[Stored items]
PR #1106, opened 2026-03-16
fix(chat): improve delete all chats button

fbricon:
- **fix(chat): reset chat view when deleting all chats**
- **fix(chat): improve delete all chats button visibility**

https://github.com/user-attachments/assets/6447a982-2670-4843-bd83-101c5e9ee476

Fixes #477

PR #1113, opened 2026-03-17
test(chat): add e2e tests for delete all chats button visibility

fbricon:
Separate e2e tests for "delete all chats" button visibility (following up on #1106), as requested by @serbangeorge-m.

~~Includes #1106 commits to keep the PR testable locally.~~ rebased against main, that already contains #1106

### DIFF
--- a/tests/playwright/src/model/pages/chat-page.ts
+++ b/tests/playwright/src/model/pages/chat-page.ts
@@ -213,10 +213,36 @@ export class ChatPage extends BasePage {
     return count;
   }
 
+  async getChatModelNames(): Promise<string[]> {
+    await this.modelDropdownSelector.click();
+    await expect(this.modelDropdownContent).toBeVisible();
+    try {
+      const count = await this.modelMenuItems.count();
+      const modelNames: string[] = [];
+      for (let i = 0; i < count; i++) {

- **PROBLEM REQUIREMENTS**:
Tally the lines above that contain the string "pages". Respond with the total alone.

- **WRITTEN RESPONSE**:
2